“No, no! The adventures first, explanations take such a dreadful time.” - Lewis Carroll, Alice's Adventures in Wonderland & Through the Looking-Glass
Here recently, I have found myself just completely submitting to the idea that the less I try to fight the flow of life, the better off I’m going to be. By letting go of certain things that may have tethered me to a rock or a log in this metaphorical “river of life”, I’ve drifted into a comfortable current. That rock or log — possibly representing some sort of stability or safety – it’s just a ruse, man. I don’t know...
I’m just really glad that I’m in this state of mind now.
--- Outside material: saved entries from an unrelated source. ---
PR #786, opened 2018-08-15
Feature/23141 Familiarisation exclude left-school pupils

danwilliams:
Updated the valid attendance to check for left school on familiarisation


admin/services/attendance.service.js
```diff
@@ -64,6 +64,19 @@ const attendanceService = {
    */
   getAttendanceCodes: async () => {
     return attendanceCodeDataService.sqlFindAttendanceCodes()
+  },
+
+  /**
+   * Check if pupil has valid attendance
```
jon-shipley: What is a valid attendance?

admin/services/attendance.service.js
```diff
@@ -64,6 +64,19 @@ const attendanceService = {
...
+   * @param pupilId
+   * @param pinEnv
+   * @return {boolean}
+   */
+  hasValidAttendance: async (pupilId, pinEnv) => {
+    const pupilAttendance = await pupilAttendanceDataService.findOneByPupilId(pupilId)
+    return pinEnv === 'live'
+      ? pupilAttendance && pupilAttendance.id
```
jon-shipley: This returns either the `id` or the `attendanceCode_id` rather than the bool suggested in the jsdoc won't it?

admin/services/attendance.service.js
danwilliams: You're right - "valid" might be a bit confusing, so I have changed it to `hasAttendance` instead of `hasValidAttendance`.

admin/services/attendance.service.js
danwilliams: I've added some more comments in the jsdoc to explain what it does (plus fixed that bool thing).

admin/services/attendance.service.js
```diff
@@ -64,6 +64,24 @@ const attendanceService = {
...
+   *
+   * All attendance entries are considered for live checks, while for
+   * familiarisation checks, only `left school` entries are considered
+   *
+   * @param pupilId
+   * @param pinEnv
+   * @return {boolean}
+   */
+  hasAttendance: async (pupilId, pinEnv) => {
+    const pupilAttendance = await pupilAttendanceDataService.findOneByPupilId(pupilId)
```
jon-shipley: Which roles would be performing this action?

admin/spec/back-end/service/attendance-service.spec.js
```diff
@@ -162,4 +162,40 @@ describe('attendanceService', () => {
       done()
     })
   })
+
+  describe('#hasAttendance', () => {
+    describe('for live env', () => {
+      it('returns valid if pupil has any attendance', async () => {
+        spyOn(pupilAttendanceDataService, 'findOneByPupilId').and.returnValue({ id: 'id', attendanceCode_id: 100 })
+        const result = await service.hasAttendance('id', 'live')
+        expect(result).toBeTruthy()
```
jon-shipley: I would prefer this test to actually test for the boolean that is returned from `hasAttendance()`.

admin/services/attendance.service.js
```diff
@@ -64,6 +64,24 @@ const attendanceService = {
...
+    return pinEnv === 'live'
+      ? pupilAttendance && pupilAttendance.attendanceCode_id !== undefined
+      : pupilAttendance && pupilAttendance.attendanceCode_id === 2 // left school
```
GeorgeChatzigiannis: Is it intentional to only take into account `left school` attendance id (2) as attendance for non live environments?

admin/services/attendance.service.js
danwilliams: If you mean user roles, this will be called when teachers get the list of pupils to generate pins for.

admin/spec/back-end/service/attendance-service.spec.js
danwilliams: Good catch - updated.

admin/services/attendance.service.js
danwilliams: Yes... but, thinking about it, it is a magic number, which is not great. There's no constant in the codebase, but I've updated the query that checks the user code to also do a join and get the code, and changed the codebase to check the code instead of the ID.

admin/services/attendance.service.js
danwilliams: That’s not directly called by the teacher (by the controller), it’s used by `pinGenerationService.isValid` which is, as you mention, called by `pinGenerationService.getPupils(dfeNumber, pinEnv)` with `dfeNumber`.

The idea is that `getPupils` will get the pupils list using the `dfeNumber`, then will check if the pupils are valid using `isValid` (which also calls `hasAttendance` for a specific pupil) — this functionality was previously in `isValid`. I thought it makes more sense to put it in that separate function to keep the `isValid` one cleaner, and write unit tests for `hasAttendance` in particular 😄

jon-shipley: That seems reasonable to me.  👍

PR #787, opened 2018-08-15
Feature/23432 Submission & validation on pupil access arrangements

GeorgeChatzigiannis:
- [x] Submission
- [x]  Validation

### DIFF
--- a/admin/assets/stylesheets/elements/_flash-messages.scss
+++ b/admin/assets/stylesheets/elements/_flash-messages.scss
@@ -13,20 +13,8 @@
   a:hover {
     color: $green;
   }
-}
-
-.info-message-clickable {
-  border: 5px solid $green;
-  padding: 1em;
-  margin-top: 40px;
-  color: $green;
-  font-weight: bold;
-  text-decoration: underline;
-  a,
-  a:link,
-  a:visited,
-  a:active,
-  a:hover {
+  &.clickable {
+    text-decoration: underline;
     color: $green;
   }
 }
--- a/admin/assets/stylesheets/elements/_flash-messages.scss
+++ b/admin/assets/stylesheets/elements/_flash-messages.scss
@@ -15,6 +15,22 @@
   }
 }
 
+.info-message-clickable {
+  border: 5px solid $green;
+  padding: 1em;
+  margin-top: 40px;
+  color: $green;
+  font-weight: bold;
+  text-decoration: underline;
+  a,
+  a:link,
+  a:visited,
+  a:active,
+  a:hover {
+    color: $green;
+  }
+}
+
 // Green border to highlight table cell content
 .highlight-item {
   display: flex;
--- a/admin/lib/errors/access-arrangements.js
+++ b/admin/lib/errors/access-arrangements.js
@@ -1,8 +1,9 @@
 'use strict'
 
 module.exports = {
-  missingPupilName: '"Enter a pupil name',
-  missingAccessArrangements: 'Select an access arrangement',
-  missingExplanation: 'Enter an explanation',
+  missingPupilName: 'Enter a pupil name',
+  missingAccessArrangements: 'Select at least one access arrangement',
+  missingInputAssistanceExplanation: 'Enter an explanation for input assistance',
+  missingScreenReaderExplanation: 'Enter an explanation for inbuilt screen reader',
   missingQuestionReaderReason: 'Select a reason'
 }
--- a/admin/lib/errors/access-arrangements.js
+++ b/admin/lib/errors/access-arrangements.js
@@ -1,0 +1,8 @@
+'use strict'
+
+module.exports = {
+  missingPupilName: '"Enter a pupil name',
+  missingAccessArrangements: 'Select an access arrangement',
+  missingExplanation: 'Enter an explanation',
+  missingQuestionReaderReason: 'Select a reason'
+}
--- a/admin/lib/errors/access-arrangements.js
+++ b/admin/lib/errors/access-arrangements.js
@@ -4,6 +4,6 @@ module.exports = {
   missingPupilName: 'Enter a pupil name',
   missingAccessArrangements: 'Select at least one access arrangement',
   missingInputAssistanceExplanation: 'Enter an explanation for input assistance',
-  missingScreenReaderExplanation: 'Enter an explanation for inbuilt screen reader',
+  missingScreenReaderExplanation: 'Enter an explanation for question reader',
   missingQuestionReaderReason: 'Select a reason'
 }
--- a/admin/services/access-arrangements.service.js
+++ b/admin/services/access-arrangements.service.js
@@ -42,20 +42,20 @@ accessArrangementsService.submit = async (requestData, dfeNumber, userId) => {
  * @returns {Object}
  */
 accessArrangementsService.process = async (requestData, pupil, dfeNumber, userId) => {
-  const { accessArrangements: accessArrangementsCodes, questionReaderReason: questionReaderReasonCode } = requestData
+  const { accessArrangements: accessArrangementsCodes, questionReaderReason } = requestData
   const pupilAccessArrangements = R.clone(requestData)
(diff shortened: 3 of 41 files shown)


admin/lib/errors/access-arrangements.js
```diff
@@ -0,0 +1,8 @@
+'use strict'
+
+module.exports = {
+  missingPupilName: '"Enter a pupil name',
```
jon-shipley: Is `'"` a typo?

admin/services/access-arrangements.service.js
```diff
@@ -10,4 +16,65 @@ accessArrangementsService.getAccessArrangements = async () => {
...
+ * @param {Number} userId
+ * @returns {Object}
+ */
+accessArrangementsService.submit = async (requestData, dfeNumber, userId) => {
+  const validationError = accessArrangementsValidator.validate(requestData)
+  if (validationError.hasError()) {
+    throw validationError
+  }
+  const { pupilUrlSlug, accessArrangements: accessArrangementsCodes, questionReaderReason: questionReaderReasonCode } = requestData
+  let pupilAccessArrangements = R.clone(requestData)
```
jon-shipley: It's surprising to see `let` being used here when care is being taken to clone the input data.  Could this be const?

admin/services/access-arrangements.service.js
```diff
@@ -10,4 +16,65 @@ accessArrangementsService.getAccessArrangements = async () => {
...
+  const accessArrangements = await accessArrangementsDataService.sqlFindAccessArrangementsByCodes(accessArrangementsCodes)
```
jon-shipley: I don't think there is any plan to support changing access codes during runtime, so this call could be `memoized()`

admin/services/access-arrangements.service.js
```diff
@@ -10,4 +16,65 @@ accessArrangementsService.getAccessArrangements = async () => {
...
+  }
+  pupilAccessArrangements['accessArrangements_ids'] = JSON.stringify(accessArrangements.map(aa => aa.id))
+  const pupil = await pupilDataService.sqlFindOneBySlugAndSchool(pupilUrlSlug, dfeNumber)
+  if (!pupil) {
+    throw new Error('Pupil url slug does not match a pupil record')
+  }
+  pupilAccessArrangements['pupil_id'] = pupil.id
+  pupilAccessArrangements['recordedBy_user_id'] = userId
+  if (!pupilAccessArrangements.accessArrangements.includes('ITA')) {
+    pupilAccessArrangements = R.omit(['inputAssistanceInformation'], pupilAccessArrangements)
```
jon-shipley: IMHO this is just weird.  You are using `omit` to get a new data structure, and then proceed to re-assign the reference to it.   This is incongruous; if we are using immutable objects then please be consistent.

admin/services/access-arrangements.service.js
```diff
@@ -10,4 +16,65 @@ accessArrangementsService.getAccessArrangements = async () => {
...
+  }
+  if (pupilAccessArrangements.questionReaderReason !== 'OTH') {
+    pupilAccessArrangements = R.omit(['questionReaderOtherInformation'], pupilAccessArrangements)
+  }
+  if (pupilAccessArrangements.accessArrangements.includes('QNR')) {
+    questionReaderReason = await questionReaderReasonsDataService.sqlFindQuestionReaderReasonByCode(questionReaderReasonCode)
```
jon-shipley: Another one that could be `memoized()`?

admin/services/access-arrangements.service.js
```diff
@@ -10,4 +16,65 @@ accessArrangementsService.getAccessArrangements = async () => {
...
+accessArrangementsService.save = async (pupilAccessArrangements, pupil) => {
+  const pupilAccessArrangement = await pupilAccessArrangementsDataService.sqlFindPupilAccessArrangementsByPupilId(pupil.id)
+  if (pupilAccessArrangement && pupilAccessArrangement['pupil_id']) {
+    // update
+    await pupilAccessArrangementsDataService.sqlUpdate(pupilAccessArrangements)
+  } else {
+    // create
+    await pupilAccessArrangementsDataService.sqlCreate(pupilAccessArrangements)
+  }
+  return pupil
```
jon-shipley: Is this return actually useful?

admin/services/data-access/access-arrangements.data.service.js
```diff
@@ -17,4 +20,39 @@ accessArrangementsDataService.sqlFindAccessArrangements = async function () {
...
+ * @returns {Promise<Array>}
+ */
+accessArrangementsDataService.sqlFindAccessArrangementByPupilId = async function () {
+  const sql = `
+  SELECT 
+    id, 
+    code, 
+    description
+  FROM ${sqlService.adminSchema}.[accessArrangements]
+  WHERE`
```
jon-shipley: unfinished?

admin/lib/errors/access-arrangements.js
GeorgeChatzigiannis: @jon-shipley yea i fixed it earlier. :)

admin/services/access-arrangements.service.js
GeorgeChatzigiannis: @jon-shipley this pattern is now updated

admin/services/access-arrangements.service.js
GeorgeChatzigiannis: @jon-shipley updated as per our conversation

admin/services/access-arrangements.service.js
GeorgeChatzigiannis: @jon-shipley this is now removed and the pattern has changed as per our conversation

admin/services/access-arrangements.service.js
GeorgeChatzigiannis: @jon-shipley I need to use on controller level the id, foreName and lastName of the pupil for the highlight message.
Perhaps I could return a simplified object with just these three properties.
Any objections?

admin/services/data-access/access-arrangements.data.service.js
GeorgeChatzigiannis: @jon-shipley it's removed since it was never used.

admin/assets/stylesheets/elements/_flash-messages.scss
```diff
@@ -15,6 +15,22 @@
...
+  text-decoration: underline;
+  a,
+  a:link,
+  a:visited,
+  a:active,
+  a:hover {
+    color: $green;
+  }
+}
+
```
danwilliams: Hmmmm, does this have to be explicitly underlined? I thought `.info-message` div texts will be already underlined when there’s a link inside them. If there's text (not a link) that's underlined, won't that be confusing to the users?

...if that should have the exact info-message properties with the addition that it has to be explicitly underlined, maybe an inner `&.clickable { text-decoration: underline; color: $green; }` would be better than duplicating the props (and have the `<div class="info-message clickable">`)? 🤔

GeorgeChatzigiannis: @danwilliams good catch I tried to do that but it did not work for some weird reason and I ended up duplicating which indeed is ugly.
I updated it just now and it works like a charm.
Many thanks!

admin/services/data-access/pupil-access-arrangements.data.service.js
```diff
@@ -0,0 +1,110 @@
...
+      accessArrangements_id,
+      questionReaderReasons_id,
+      inputAssistanceInformation,
+      questionReaderOtherInformation
+      ) VALUES`
+
+  queries.push([insertSql, inserts.join(', \n')].join(' '))
+  let sql
+  if (queries.length > 1) {
+    sql = queries.join('\n')
```
jon-shipley: `queries.join("\n")` is suitable for 1 or more queries, so I don't see any need for special handling of the singular case.

PR #793, opened 2018-08-19
Feature/22557 access arrangements list overview

GeorgeChatzigiannis:
screen shot 2018-08-22 at 9 13 07 pm


admin/data/sql/migrations/113.do.add-access-arrangements-id-field.sql
```diff
@@ -0,0 +1,5 @@
+ALTER TABLE [mtc_admin].pupilAccessArrangements ADD accessArrangements_id int NOT NULL
+ALTER TABLE [mtc_admin].pupilAccessArrangements
+ADD CONSTRAINT FK_pupilAccessArrangements__accessArrangements_id
```
jon-shipley: Is this a double-underscore - in which case is this a typo?

GeorgeChatzigiannis: @jon-shipley yes very good catch. Webstorm generated it this way. I am updating this.

GeorgeChatzigiannis: @jon-shipley unfortunately this is now merged since it was part of #787.
I'll generate an additional migration which renames this one.

admin/views/access-arrangements/overview.ejs
```diff
@@ -55,7 +55,45 @@
...
+                        </div>
+                    </div>
+                </td>
+                <td class="pupil-access-arrangements">
+                    <% pupil.arrangements && pupil.arrangements.forEach((pupilAccessArrangement, i) => { %>
+                        <%if (pupilAccessArrangement.length - 1 !== i && pupilAccessArrangement.length > 1) { %>
+                            <span><%= pupilAccessArrangement %></span><br />
+                        <% } else { %>
+                            <span><%= pupilAccessArrangement %></span>
+                        <% } %>
```
danwilliams: I think this will be better if it’s just a `<div><%= pupilAccessArrangement %></div>` instead of the conditional, since the div has `display: block` (so, line breaks) by default — also, I think you meant to use `pupil.arrangements` instead of `pupilAccessArrangement` in the if statement? (since now it compares the access arrangement length instead of the list length)

Other than that, I think it looks okay 👍

PR #795, opened 2018-08-21
Feature/22546 edit access arrangements

GeorgeChatzigiannis:
screen shot 2018-08-22 at 2 57 32 pm


GuyHarwood:
@GeorgeChatzigiannis this looks exactly the same as PR #793

admin/services/data-access/pupil-access-arrangements.data.service.js
```diff
@@ -129,4 +129,32 @@ pupilAccessArrangementsDataService.sqFindPupilsWithAccessArrangements = async (d
...
+    p.foreName,
+    p.lastName,
+    paa.inputAssistanceInformation,
+    paa.questionReaderOtherInformation,
+    aa.code as accessArrangementCode,
+    qrr.code as questionReaderReasonCode 
+    FROM ${sqlService.adminSchema}.pupilAccessArrangements paa
+    INNER JOIN ${sqlService.adminSchema}.pupil p
+      ON p.id = paa.pupil_id
+    INNER JOIN ${sqlService.adminSchema}.accessArrangements aa
```
GuyHarwood: is there always going to be a matching record between `pupilAccessArrangements` and `accessArrangements`?

if not, an inner join will omit records without a match

admin/services/pupil-access-arrangements-edit.service.js
```diff
@@ -0,0 +1,29 @@
...
+
+/**
+ * Get pupil access arrangements edit data
+ * @returns {Promise<Array>}
+ */
+pupilAccessArrangementsEditService.getEditData = async (requestData, pupilUrlSlug, dfeNumber) => {
+  if (!pupilUrlSlug) {
+    throw new Error('Pupil url slug not provided')
+  }
+  const reqBody = R.clone(requestData)
```
GuyHarwood: are you passing in a raw http request?  if so, i would consider parsing that in the controller and declare more explicit parameters on the service method

admin/services/data-access/pupil-access-arrangements.data.service.js
GeorgeChatzigiannis: There should always be at least 1 matching record of `accessArrangements` for  `pupilAccessArrangements ` since this is being called from the edit controller method.

admin/services/pupil-access-arrangements-edit.service.js
GeorgeChatzigiannis: @GuyHarwood updated so on both submission and editing controller areas an explicit object is being passed down to the corresponding services.

admin/services/data-access/pupil-access-arrangements.data.service.js
GuyHarwood: 👍

admin/services/pupil-access-arrangements.service.js
```diff
@@ -30,4 +30,28 @@ pupilAccessArrangementsService.getPupils = async (dfeNumber) => {
...
+    throw new Error('Pupil url slug is not provided')
+  }
+  const pupilAccessArrangementsData = await pupilAccessArrangementsDataService.sqlFindAccessArrangementsByUrlSlug(urlSlug)
+  const formData = pupilAccessArrangementsData.reduce((acc, item) => {
+    acc.pupilUrlSlug = !acc.pupilUrlSlug ? item.urlSlug : acc.pupilUrlSlug
+    acc.foreName = !acc.foreName ? item.foreName : acc.foreName
+    acc.lastName = !acc.lastName ? item.lastName : acc.lastName
+    acc.inputAssistanceInformation = !acc.inputAssistanceInformation ? item.inputAssistanceInformation : acc.inputAssistanceInformation
+    acc.questionReaderOtherInformation = !acc.questionReaderOtherInformation ? item.questionReaderOtherInformation : acc.questionReaderOtherInformation
+    acc.questionReaderReason = !acc.questionReaderReason ? item.questionReaderReasonCode : acc.questionReaderReason
```
danwilliams: Can these be something like `acc.pupilUrlSlug = acc.pupilUrlSlug || item.urlSlug` instead, if I got that right? i.e if `acc.pupilUrlSlug` is undefined, it will be `item.urlSlug`, and if that is undefined too, the final result is undefined (although I don’t think that will happen?) 🤔

GeorgeChatzigiannis: @danwilliams valid point the ternary is completely unnecessary.
It's updated now and yes it can't be go into undefined.

PR #796, opened 2018-08-21
Feature/22398 pupil api lookup table storage

jon-shipley:
Add:
* `pupil-api` authorisation against an Azure Table Storage
* extra tokens in the payload for the SPA to communicate back to the queues


pupil-api/src/services/pupil-authentication.service.ts
```diff
@@ -0,0 +1,92 @@
...
+            })
+          }
+        })
+      }
+      tableService = azureTableService
+    }
+
+    const { result } = await tableService.retrieveEntityAsync(authTable, schoolPin, pupilPin)
+    if (result.isCollected._ === true) {
+      throw new Error('Repeat attempts to collect data are not allowed')
```
jon-shipley: If we bail out here the pupil will only be able to authenticate once and once only.
@GuyHarwood - thoughts?

GuyHarwood: good point.  we need a retry mechanism that is capped.  i will add a card. needs discussion with BAs/PO

functions/prepare-check/function.json
```diff
@@ -9,7 +9,7 @@
       "name": "queueMessage",
       "type": "queueTrigger",
       "direction": "in",
-      "queueName": "prepare-check",
+      "queueName": "jon-prepare-check",
```
GuyHarwood: this can be standardised back to `prepare-check` now we have everything in place

pupil-api/src/services/pupil-authentication.service.ts
```diff
@@ -0,0 +1,92 @@
...
+    }
+
+    // Prepare the pupil data for use by the SPA
+    const data = this.preparePupilData(result)
+
+    // Mark the data as having been collected
+    try {
+      await this.markAsCollected(tableService, clone(result))
```
GuyHarwood: i imagine the difference in performance could be significant if we don't make this call.

We could move away from this by invalidating/deleting the record when processing the `check-started` queue message

jon-shipley: Possibly there would be a slight difference.  I didn't see any difference when running a single sample of each, on the contrary, the one without the update took exactly the same time.  Looks like it would be worth running a performance test to see if the update call if a hotspot.

pupil-api/src/config.ts
```diff
@@ -9,12 +9,11 @@ const getEnvironment = () => {
 
 export = {
   PORT: process.env.PORT || '3003',
-  // autoMark true | false - Automatically mark the check data when we receive it: boolean
-  autoMark: process.env.hasOwnProperty('AUTO_MARK') ? toBool(process.env.AUTO_MARK) : true,
   Logging: {
     Express: {
-      UseWinston: process.env.EXPRESS_LOGGING_WINSTON || false
+      UseWinston: process.env.hasOwnProperty('EXPRESS_LOGGING_WINSTON') ? toBool(process.env.EXPRESS_LOGGING_WINSTON) : false
```
GeorgeChatzigiannis: I think simplifying this ternary to: `process.env.hasOwnProperty('EXPRESS_LOGGING_WINSTON') && toBool(process.env.EXPRESS_LOGGING_WINSTON)`

pupil-api/src/services/pupil-authentication.service.ts
```diff
@@ -0,0 +1,92 @@
...
+      school: JSON.parse(result.school['_']),
+      config: JSON.parse(result.config['_']),
+      tokens: JSON.parse(result.tokens['_'])
+    }
+    return pupilData
+  },
+
+  markAsCollected: async function (tableService, update): Promise<void> {
+    const entGen = azureStorage.TableUtilities.entityGenerator
+    const now = entGen.DateTime(new Date()) // this works, column gets DateTime type
```
GeorgeChatzigiannis: I am concerned of inconsistency of data between those who are stored using the entGen.Datetime and the ones that are still based on moment.
Ultimately it should not be different but would that be worth investigating since we are making this change here?

pupil-api/src/config.ts
jon-shipley: Yes, that's okay if the default is to be false, but how would you default to true in the future?  I prefer leaving it as is, as it allows the default setting to be changed more easily.

GeorgeChatzigiannis: If the default value is to be changed in the future then yes leave it as it is.

pupil-api/src/App.ts
```diff
@@ -16,8 +16,9 @@ const config = require('./config')
 import authRoutes from './routes/auth'
 import pingRoute from './routes/ping'
 
+let logLevel = 'debug'
 if (process.env.NODE_ENV !== 'production') {
-  winston.level = 'debug'
+  logLevel = 'error'
```
danwilliams: Is this not the other way around? If `NODE_ENV` is production, `logLevel` would be error, and debug if in dev?

pupil-api/src/controllers/auth.controller.ts
```diff
@@ -1,9 +1,27 @@
...
+import * as winston from 'winston'
+
+import * as apiResponse from './api-response'
+import { pupilAuthenticationService } from '../services/pupil-authentication.service'
 
 class AuthController {
   async postAuth (req: Request, res: Response) {
-    return res.status(501).send('Not yet implemented')
+    const contentType = req.get('Content-Type')
+    if (!(contentType === 'application/json' || contentType === 'application/json; charset=utf-8')) {
```
danwilliams: Maybe you can use `req.is(‘application/json’)` which catches both (including other charsets, although that most likely won’t happen)?

pupil-api/src/services/pupil-authentication.service.ts
```diff
@@ -0,0 +1,89 @@
...
+                  resolve({ result, response })
+                })
+              } catch (error) {
+                reject(error)
+              }
+            })
+          }
+        })
+      }
+      tableService = azureTableService
```
danwilliams: This might look nicer/readable in a separate `initTableService()` function or similar?

pupil-api/src/services/pupil-authentication.service.ts
```diff
@@ -0,0 +1,89 @@
...
+
+    // Prepare the pupil data for use by the SPA
+    const data = this.preparePupilData(result)
+
+    // Mark the data as having been collected
+    try {
+      await this.markAsCollected(tableService, clone(result))
+    } catch (error) {
+      winston.error(error.message)
+      throw error
```
danwilliams: A quick note for `markAsCollected`, there is no other way for this to mark the result as corrected and not return the data (which would lead to login failing but being marked as collected and the pupil won’t be able to login anymore), right? Seems like that to me 👍 or we might need to retry somehow?

GuyHarwood: this piece of code may well be removed Dan and passed off to a queue message and corresponding function bound to the queue.  I would prefer the login API to just serve data, nothing more.  However, this was part of the original design so completely understand why Jon has put it in.  I will add the retry policy to the upcoming card that has the refinements in it.

jon-shipley: This behaviour has now been relaxed - repeat logins are now allowed.

PR #799, opened 2018-08-23
Feature/21908 spa configurable numpad removal

danwilliams:


GuyHarwood:
just so everyone is aware - travis has not built this as its target branch is an unprotected branch

admin/services/config.service.js
```diff
@@ -59,9 +60,10 @@ const configService = {
       winston.error('Failed to get access arrangements: ' + error.message)
     }
 
-    if (accessArrangementsCodes.includes('ATA')) {
-      checkOptions.audibleSounds = true
-    }
+    accessArrangementsCodes.forEach(code => {
+      if (code === 'ATA') checkOptions.audibleSounds = true
```
jon-shipley: I'd prefer not testing against magic strings.   I think testing against a constant makes more sense, at least I would know what it meant.

danwilliams: Definitely agree - updated to use what George has done recently now that it's in master.

admin/services/data-access/access-arrangements.data.service.js
```diff
@@ -5,6 +5,19 @@ const sqlService = require('./sql.service')
 const accessArrangementsDataService = {}
 const accessArrangementCodes = {}
 
+/**
+ * Constants to describe the access arrangements codes
+ */
+accessArrangementsDataService.CODES = Object.freeze({
```
GeorgeChatzigiannis: That's indeed very useful.
@jon-shipley @danwilliams  we should follow this pattern in the other areas as well.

It’s been a much needed change of pace.
Even though I’m at the mercy of the current, I’m still very aware and conscious of my movements. Maybe even more so than before. Yeah.. yeah I think that’s safe to say. I’m much more conscious. I feel alert and alive, and I’m complacent.
I’ve never been one to shy away from the bigger picture of life; to let myself float out above it all. As a matter of fact, I very much enjoy that and through the years, have often found myself there. However, I’ve maybe only been looking down on, when I should’ve as well been looking up and out; looking beyond. I’ve turned my gaze, now. Shifted it a bit, and it’s pretty brilliant. Scary, but brilliant.
I have questions, just like everyone does, but I’m not set on finding the answers. I am set on the venture. As strange as it may seem here, and it is very strange, it seems to me that most everything else is okay with the current and flow of life, so why shouldn’t we be? Why shouldn’t I be? Why shouldn’t you be?
Some people talk about taking a leap of faith. Take it.